### Directions for this task
Your answer should be a single number: how many lines of the material below contain "define".

--*--

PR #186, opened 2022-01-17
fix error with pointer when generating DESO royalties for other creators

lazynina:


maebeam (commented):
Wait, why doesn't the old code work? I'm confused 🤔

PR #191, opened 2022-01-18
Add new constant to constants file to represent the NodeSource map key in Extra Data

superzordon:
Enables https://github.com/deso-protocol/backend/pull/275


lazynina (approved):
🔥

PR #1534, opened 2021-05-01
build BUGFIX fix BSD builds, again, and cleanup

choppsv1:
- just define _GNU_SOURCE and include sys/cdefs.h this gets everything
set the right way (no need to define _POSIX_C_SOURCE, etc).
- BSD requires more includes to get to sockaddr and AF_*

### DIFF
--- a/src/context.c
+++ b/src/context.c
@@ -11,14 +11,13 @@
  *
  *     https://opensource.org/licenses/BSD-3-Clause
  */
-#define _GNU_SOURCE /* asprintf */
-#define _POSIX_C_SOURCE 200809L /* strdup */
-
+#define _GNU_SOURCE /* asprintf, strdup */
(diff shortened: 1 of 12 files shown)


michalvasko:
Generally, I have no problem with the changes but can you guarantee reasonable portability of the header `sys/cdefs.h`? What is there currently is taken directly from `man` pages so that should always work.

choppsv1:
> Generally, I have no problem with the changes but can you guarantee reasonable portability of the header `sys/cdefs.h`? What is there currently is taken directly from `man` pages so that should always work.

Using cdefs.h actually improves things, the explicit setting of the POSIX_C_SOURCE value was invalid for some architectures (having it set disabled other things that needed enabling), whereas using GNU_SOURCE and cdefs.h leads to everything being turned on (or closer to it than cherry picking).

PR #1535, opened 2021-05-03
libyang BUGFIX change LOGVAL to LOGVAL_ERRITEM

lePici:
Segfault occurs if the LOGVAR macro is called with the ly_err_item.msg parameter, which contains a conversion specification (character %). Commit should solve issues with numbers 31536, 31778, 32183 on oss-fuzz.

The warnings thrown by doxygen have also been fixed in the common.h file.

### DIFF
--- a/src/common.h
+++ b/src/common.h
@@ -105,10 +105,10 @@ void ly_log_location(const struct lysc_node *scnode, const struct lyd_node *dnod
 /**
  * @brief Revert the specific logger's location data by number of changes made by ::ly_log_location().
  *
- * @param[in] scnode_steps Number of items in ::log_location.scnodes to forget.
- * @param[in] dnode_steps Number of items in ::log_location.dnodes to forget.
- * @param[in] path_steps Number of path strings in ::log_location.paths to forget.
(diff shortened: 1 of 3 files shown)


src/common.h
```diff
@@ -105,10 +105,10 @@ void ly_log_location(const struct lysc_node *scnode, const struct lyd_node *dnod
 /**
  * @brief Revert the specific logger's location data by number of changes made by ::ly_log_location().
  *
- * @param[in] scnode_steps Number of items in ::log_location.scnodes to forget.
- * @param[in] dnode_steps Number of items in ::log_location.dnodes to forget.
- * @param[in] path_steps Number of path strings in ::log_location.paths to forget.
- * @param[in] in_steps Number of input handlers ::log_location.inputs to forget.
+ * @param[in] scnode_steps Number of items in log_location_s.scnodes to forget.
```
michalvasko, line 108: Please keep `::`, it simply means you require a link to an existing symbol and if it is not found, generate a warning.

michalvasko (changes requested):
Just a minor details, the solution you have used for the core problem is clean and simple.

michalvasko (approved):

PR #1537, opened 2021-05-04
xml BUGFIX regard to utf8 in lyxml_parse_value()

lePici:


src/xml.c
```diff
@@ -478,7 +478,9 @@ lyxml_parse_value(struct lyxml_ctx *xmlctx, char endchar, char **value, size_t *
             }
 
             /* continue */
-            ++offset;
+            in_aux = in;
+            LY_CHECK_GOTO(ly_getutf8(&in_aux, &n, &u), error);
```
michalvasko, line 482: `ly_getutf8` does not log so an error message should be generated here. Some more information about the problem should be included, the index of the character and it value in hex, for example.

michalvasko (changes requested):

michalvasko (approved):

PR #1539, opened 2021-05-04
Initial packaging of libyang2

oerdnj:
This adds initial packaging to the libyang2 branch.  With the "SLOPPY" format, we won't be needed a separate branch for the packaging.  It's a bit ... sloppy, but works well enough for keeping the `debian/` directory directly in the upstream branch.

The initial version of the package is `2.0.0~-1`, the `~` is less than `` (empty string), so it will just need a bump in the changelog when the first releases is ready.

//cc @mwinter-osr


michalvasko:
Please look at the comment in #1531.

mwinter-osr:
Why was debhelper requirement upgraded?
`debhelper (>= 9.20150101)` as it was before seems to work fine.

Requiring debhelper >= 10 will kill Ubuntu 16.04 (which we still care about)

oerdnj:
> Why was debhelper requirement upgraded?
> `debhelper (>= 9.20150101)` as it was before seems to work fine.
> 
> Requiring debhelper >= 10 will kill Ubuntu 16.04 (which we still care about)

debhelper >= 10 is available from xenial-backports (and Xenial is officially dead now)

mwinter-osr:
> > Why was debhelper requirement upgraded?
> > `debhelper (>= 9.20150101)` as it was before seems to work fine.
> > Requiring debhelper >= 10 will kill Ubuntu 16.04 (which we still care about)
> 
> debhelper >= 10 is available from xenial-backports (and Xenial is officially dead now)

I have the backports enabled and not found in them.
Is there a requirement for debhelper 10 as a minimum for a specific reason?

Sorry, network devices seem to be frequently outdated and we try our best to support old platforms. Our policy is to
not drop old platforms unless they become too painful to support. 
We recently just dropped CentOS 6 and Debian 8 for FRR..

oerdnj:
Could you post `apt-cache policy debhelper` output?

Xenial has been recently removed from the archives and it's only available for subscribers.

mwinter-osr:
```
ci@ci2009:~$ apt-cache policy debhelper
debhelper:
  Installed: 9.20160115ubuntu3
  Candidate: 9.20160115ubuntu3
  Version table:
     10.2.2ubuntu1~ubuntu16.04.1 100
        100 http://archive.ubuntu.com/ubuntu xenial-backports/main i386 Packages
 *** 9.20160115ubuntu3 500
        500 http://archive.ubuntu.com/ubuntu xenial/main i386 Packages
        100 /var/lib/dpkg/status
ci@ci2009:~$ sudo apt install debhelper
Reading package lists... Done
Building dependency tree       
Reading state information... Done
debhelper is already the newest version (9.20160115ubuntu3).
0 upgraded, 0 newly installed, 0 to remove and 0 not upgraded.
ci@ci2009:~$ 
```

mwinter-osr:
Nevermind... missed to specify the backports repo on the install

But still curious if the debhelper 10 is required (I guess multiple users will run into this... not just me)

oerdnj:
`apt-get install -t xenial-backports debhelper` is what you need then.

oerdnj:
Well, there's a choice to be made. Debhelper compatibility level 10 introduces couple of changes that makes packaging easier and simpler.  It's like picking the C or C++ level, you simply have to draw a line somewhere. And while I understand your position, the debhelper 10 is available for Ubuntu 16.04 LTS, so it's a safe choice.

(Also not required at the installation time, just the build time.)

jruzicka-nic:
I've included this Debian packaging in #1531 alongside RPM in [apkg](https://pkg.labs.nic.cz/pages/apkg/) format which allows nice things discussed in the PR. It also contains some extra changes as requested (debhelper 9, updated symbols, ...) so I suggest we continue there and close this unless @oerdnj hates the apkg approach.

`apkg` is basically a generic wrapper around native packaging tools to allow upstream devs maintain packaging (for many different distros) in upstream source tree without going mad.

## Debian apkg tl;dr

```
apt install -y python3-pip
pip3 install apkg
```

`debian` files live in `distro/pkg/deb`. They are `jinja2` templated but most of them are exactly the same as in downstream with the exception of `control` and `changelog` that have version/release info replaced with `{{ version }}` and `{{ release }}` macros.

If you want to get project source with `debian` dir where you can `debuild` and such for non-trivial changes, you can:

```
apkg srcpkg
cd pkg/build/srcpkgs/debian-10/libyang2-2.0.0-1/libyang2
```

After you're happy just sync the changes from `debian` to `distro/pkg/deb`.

--*--

### Solution for this exercise
5